PR #756, opened 2021-03-15
CDRIVER-3918 expose server api options as mongoc_optional_t

samantharitter:
This PR adds a new `mongoc_optional_t` type (which represents an optional bool) and returns that type for boolean options for versioned API.  I thought through a couple of questions when implementing this:

- What about other optional types?  Is it odd that `mongoc_optional_t` is only for bools?
The only other type I could see us wanting to represent this way is an integer.  Everything else can be pointer-based to indicate NULL-ness.  I think we could implement a `mongoc_optional_int_t` later on if we wanted to, and we actually may need specifically named types for int32, int64, etc.  Given that, I decided using `mongoc_optional_t` here would be nicer than `mongoc_optional_bool_t`.

- Is this over-engineered?
Maybe!  We do represent optional booleans in a fair number of places, and I think this little type is a nice way to wrap that up.

- Expose the type, or not?
It's our convention in most places to hide struct definitions and allow users to access them only through getters and setters.  However, we lose a lot of the convenience that a `mongoc_optional_t` offers if we require `opt.value` and `opt.is_set` to be accessed through getters and setters.  I chose to expose the struct and offer getters and setters, but happy to discuss this.

### DIFF
--- a/src/libmongoc/src/mongoc/mongoc-optional.h
+++ b/src/libmongoc/src/mongoc/mongoc-optional.h
@@ -26,15 +26,15 @@
 BSON_BEGIN_DECLS
 
 typedef struct {
-    bool value;
-    bool is_set;
+   bool value;
+   bool is_set;
 } mongoc_optional_t;
 
 MONGOC_EXPORT (void)
 mongoc_optional_init (mongoc_optional_t *opt);
 
 MONGOC_EXPORT (bool)
-mongoc_optional_set (mongoc_optional_t *opt);
+mongoc_optional_is_set (mongoc_optional_t *opt);
 
 MONGOC_EXPORT (bool)
 mongoc_optional_value (mongoc_optional_t *opt);
--- a/src/libmongoc/src/mongoc/mongoc-optional.h
+++ b/src/libmongoc/src/mongoc/mongoc-optional.h
@@ -1,0 +1,50 @@
+/*
+ * Copyright 2021 MongoDB, Inc.
+ *
+ * Licensed under the Apache License, Version 2.0 (the "License");
+ * you may not use this file except in compliance with the License.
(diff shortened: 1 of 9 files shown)


src/libmongoc/src/mongoc/mongoc-optional.h
```diff
@@ -0,0 +1,50 @@
...
+typedef struct {
+    bool value;
+    bool is_set;
+} mongoc_optional_t;
+
+MONGOC_EXPORT (void)
+mongoc_optional_init (mongoc_optional_t *opt);
+
+MONGOC_EXPORT (bool)
+mongoc_optional_set (mongoc_optional_t *opt);
```
alcaeus, line 37: Nit: `mongoc_optional_set` doesn't sound like a getter. Maybe consider renaming this to `mongoc_optional_is_set`?

alcaeus (changes requested):
Code LGTM in general. There are still a couple of usages of the old `strict_set` and `deprecation_errors_set` members in mongoc-cmd.c and test-mongoc-versioned-api.c.

src/libmongoc/src/mongoc/mongoc-optional.h
samantharitter: oh ha I didn't consider that!  Yes, is_set is a much clearer choice.

samantharitter:
Hey @alcaeus this is ready for re-review!  Apologies about the lingering references to `strict_set` and `deprecation_errors_set`, there was some code I neglected to push to this branch before opening the PR.  Hopefully the patch will be more green now.

alcaeus (approved):
LGTM! We'll see if evergreen agrees with me...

--------------------------------

WHAT IS EXPECTED
All lines from the one holding "Code LGTM in" through the end of the entries need to be given again exactly. Leave out the others.

SOLUTION FOR THIS PROBLEM
Code LGTM in general. There are still a couple of usages of the old `strict_set` and `deprecation_errors_set` members in mongoc-cmd.c and test-mongoc-versioned-api.c.

src/libmongoc/src/mongoc/mongoc-optional.h
samantharitter: oh ha I didn't consider that!  Yes, is_set is a much clearer choice.

samantharitter:
Hey @alcaeus this is ready for re-review!  Apologies about the lingering references to `strict_set` and `deprecation_errors_set`, there was some code I neglected to push to this branch before opening the PR.  Hopefully the patch will be more green now.

alcaeus (approved):
LGTM! We'll see if evergreen agrees with me...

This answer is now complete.